FOR A LOW VOLUME or fairly standard requirement
Low enough that the cost of the Paas solution from software publishers falls below the higher integration cost of the generalist Paas solution, or even the Open Source OCR solution.
FOR HIGH VOLUME or very specific needs
High enough that the cost of the software package Paas solution is higher than the integration cost of the general purpose Paas solution and the Open Source OCR solution.
In summary, the choice between an open source solution, a general-purpose Paas platform service or a Paas platform service from business software publishers can be summarised as a « make or buy ».
Open source solutions have a low entry cost but require a significant integration effort on the part of the company, and the maintenance and operation of the solution is completely at the company’s expense. In our opinion, this approach can be justified for very specific needs or large volumes that allow the investment costs to be amortised.
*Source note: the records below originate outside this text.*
Issue #756, opened 2021-11-10
Fetch tx fee from onchain events


xlc:
It will be useful if there is a mode to query tx fee info from onchain events data instead of calculating it.

But need to consider about https://github.com/paritytech/polkadot/issues/4230

joepetrowski:
We explicitly decided against this because there is no guarantee that the `balances.Deposit` and `treasury.Deposit` events are related to transaction fees. For example, if you just send a transfer to the Treasury, there will be a `treasury.Deposit` event.

We also discussed adding an event to the runtime for the fee, but decided against that as well because events are not free and the information can be deterministically reproduced by...something like Sidecar.

joepetrowski:
Although I suppose if a parachain wanted to add a runtime event for this purpose, then sure, we could send Sidecar down that logic road. So we could make certain chain configs look for an event instead of providing a `calc_fee` package.

xlc:
I see. That make sense. I know Subscan is using events to fetch fees and they had some issues with new runtime.

Also the last treasury deposit should always be the fee deposit right?

joepetrowski:
> Also the last treasury deposit should always be the fee deposit right?

I thought of that too when we first designed Sidecar, but decided it was not an assumption we could rely on.

xlc:
I see. While that may not be true universally, it could be true for a particular parachain so could be a useful opt-in option.

TarikGul:
I wanted to bring this back to light. 

I think it could be useful to have a query parameter such like `?calcFeeByEvent=treasury_deposit`, this way parachains can opt in to the events they feel might be useful for calculating fees, but by default we would stick to the calcFee package. This could be a good opportunity to abstract the fee calculation logic for `/blocks`, and seperate it into a cleaner more "plug-in style" container. 

1. Could give more extensibility to Parachains, and users for how they would like their fees to be represented or fetched (Makes sense in regards to what Joe said about a chain potentially having their own runtime logic with an event like this attached).

2.  `BlocksService` is starting to get large, and having the ability to pull fee calculation logic out, and create a clean way for parachains to build on top of, or contribute to will help a lot. 

3. Potential for performance increases for Parachains if sidecar doesn't have to calculate the fees, since some unique runtime event will have it stored. 

Just some thoughts I had.

xlc:
Now transaction payment pallet is emitting an event to include the fee amount, sidecar should support it https://github.com/paritytech/substrate/pull/11618

[...]

PR #970, opened 2022-06-24
feat: support for `feeByEvent` query param which will abstract the fees by events

### LINKED ISSUE #969: Mismatched fee amount for Acala
Reported by an exchange. For this transaction: https://acala.subscan.io/extrinsic/0x31d946cd2e6939d394d9160383e552a3c46a38fb8b7cb5e8e2c96d089e531990

The fee from sidecar is `2490128142` but the actual fee is `2490128143`

TarikGul:
## Feature:

Query Parameter: `feeByEvent` -> Defaults to false. When true it will collect the `partialFee` by the events of each extrinsic. 

### How?

1. Call `rpc::payment::query_info` in order to retrieve an estimated partialFee
2. We search through the events per extrinsic looking for 3 specific events (This list of events are subject to grow as `Event::TransactionPaidFee` is added).
      a) Look through the Balances::Event::Withdraw event. We than compare the value given in the data to the estimated partialFee to confirm that there is some commonality. In this case we look for a less than `00.00001` difference in atomic value. (This is a very arguable approach, and I don't think it holds any real mathematical integrity, i Just used that abritrary value as a way to get this working). 
      b) If the above isn't satisfied we do the same for `Treasury::Event::Deposit`, and do the same comparison. 
      c) If the above isnt satisfied we then add up all the `Balances::Event::Deposit` values and compare that to the esimated partialFee. 
      d) if none of those values are satisfied we return an error to log into the `info` field for the extrinsic.

### Todo

- [x] Documentation
- [x] Tests 

closes: #969 #756 
    
Note: This PR will be followed by another PR to add support for `Event::TransactionPaidFee`


src/services/blocks/BlocksService.ts
```diff
@@ -450,6 +469,123 @@ export class BlocksService extends AbstractService {
...
+				method.pallet === 'balances'
+		);
+		if (withdrawEvent && withdrawEvent.data) {
+			const eventArr = withdrawEvent.data.toJSON();
+			if (Array.isArray(eventArr)) {
+				const fee = (eventArr as Array<number>)[eventArr.length - 1];
+				const diff = subIntegers(new BN(fee), partialFee).toString();
+
+				// The difference between values is 00.00001% or less so they are alike.
+				if (
```
TarikGul, line 519: It's this comparison right here that I would like some input on. What is a better way to ensure that the given value is indeed an inclusion. I do think comparing the estimated value from `rpc::payment::queryInfo` is a good approach but mathematically what constraints do we think are viable or accurate enough?

@joepetrowski @IkerAlus @jsdw

TarikGul: Important to note here too, this is not regarding parity based chains such as polkadot, kusama, and westend. But external chains and parachains.

jsdw: Aah, I think I'd assumed that `feeByEvent` would be a query param that accepted something like `?feeByEvent=balances.withdraw.4` to point at the event/property-in-event to pull a fee out of (for when parachains know what events they want to be inspected to find the actual fee).

But I guess the point here is that when a fee is taken, we probably expect one of these specific events to signal that some token has been taken for the fee? But this might vary based on the parachain and how they implement these things?

Code wise, it feels a bit "messy" to have to guess like this; we're essentialy saying "hmm this number looks about right so we'll use that!". But I appreciate that there may be no better way until that more standard TransactionFee event is a thing? What about making them point at the specific event they want us to use?

We could cut down on some repetition too (a `function findEvent(events, pallet, method)` and a `function areNumbersCloseEnough(a, b)` sort of thing for instance) :)

TarikGul: > Aah, I think I'd assumed that feeByEvent would be a query param that accepted something like ?feeByEvent=balances.withdraw.4 to point at the event/property-in-event to pull a fee out of (for when parachains know what events they want to be inspected to find the actual fee).

Per our conversation offline, it makes sense to keep the current implementation. As the guesswork is not perfectly ideal, it will allow for support for historic blocks. Once `TransactionPaidEvent` is in, then we can set that as the default event to retrieve fee's from and keep this implementation as a fallback for historic blocks as mentioned above. 

> We could cut down on some repetition too (a function findEvent(events, pallet, method) and a function areNumbersCloseEnough(a, b) sort of thing for instance) :)

Yea I will try to clean it up but each event has the `Balance` value potentially in a different location in the data array, but there might be a good way to organize it more.

TarikGul: @jsdw So I actually took your suggestions and cleaned up quite a bit. I think it's way better now. As soon as this PR goes in, I will add the `TransactionPaidFee` event as well.

src/services/blocks/BlocksService.ts
```diff
@@ -450,6 +469,153 @@ export class BlocksService extends AbstractService {
...
+			if (this.areFeesSimilar(sumOfFees, partialFee)) {
+				return {
+					partialFee: sumOfFees.toString(),
+				};
+			}
+		}
+
+		return {
+			partialFee: partialFee.toString(),
+			error: 'Could not find a reliable fee within the events data.',
```
jsdw, line 577: I know I suggested returning an error at some point, but I am wondering whether, especially called from the `/blocks` endpoint, it makes sense or not? I'm not sure how often we'll find the fee in events vs having to use the queryInfo result?

We could choose to acknowledge that we'll use events if possible, but if no events are available, it's not an error. We should tell the user whether we managed to use an event or not, so I wonder about a return type here that is just `string | undefined` (either we found the fee in events or not), and then in `getPartialFeeInfo` a return type like:

```
{
    partialFee: string,
    partialFeeFromEvent?: boolean
    error,
    dispatchClass
}
```

Just a thought tho!

src/services/blocks/BlocksService.ts
```diff
@@ -450,6 +469,153 @@ export class BlocksService extends AbstractService {
...
+				const fee = (dataArr as Array<number>)[dataArr.length - 1];
+
+				// The difference between values is 00.00001% or less so they are alike.
+				if (this.areFeesSimilar(new BN(fee), partialFee)) {
+					return {
+						partialFee: fee.toString(),
+					};
+				}
+			}
+		}
```
jsdw, line 540: Def looks tidier now; I like it!

jsdw (approved):
LGTM; just a thought about returning an error vs some `partialFeefromEvent` for when we get the fee from events vs don't manage to :)

lexnv (approved):

LXHLeaner:
Is it now reading the estimated fee amount instead of the actual fee？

The Paas services of software publishers such as SAP, on the other hand, have a much higher cost per use but are turnkey solutions that require little integration effort on the part of the company as well as little maintenance and operating effort because these are taken care of by the service provider. These services are relevant when one or more of the following criteria are met: need to implement the solution quickly, moderate volumes, fairly standard use cases covered by the platform.
The PaaS services of generalist publishers fall between the two; they allow the company to be relieved of the raw recognition component for a fairly moderate cost per use. On the other hand, the company will have to invest in an integration effort to deal with the semantic analysis dimension (via developments or possibly by using additional services offered by the SaaS platforms). This approach is often a good compromise because it allows the company to benefit from the scale effect and robustness of the PaaS services of generalists and to concentrate on its specific component, which is generally semantic analysis.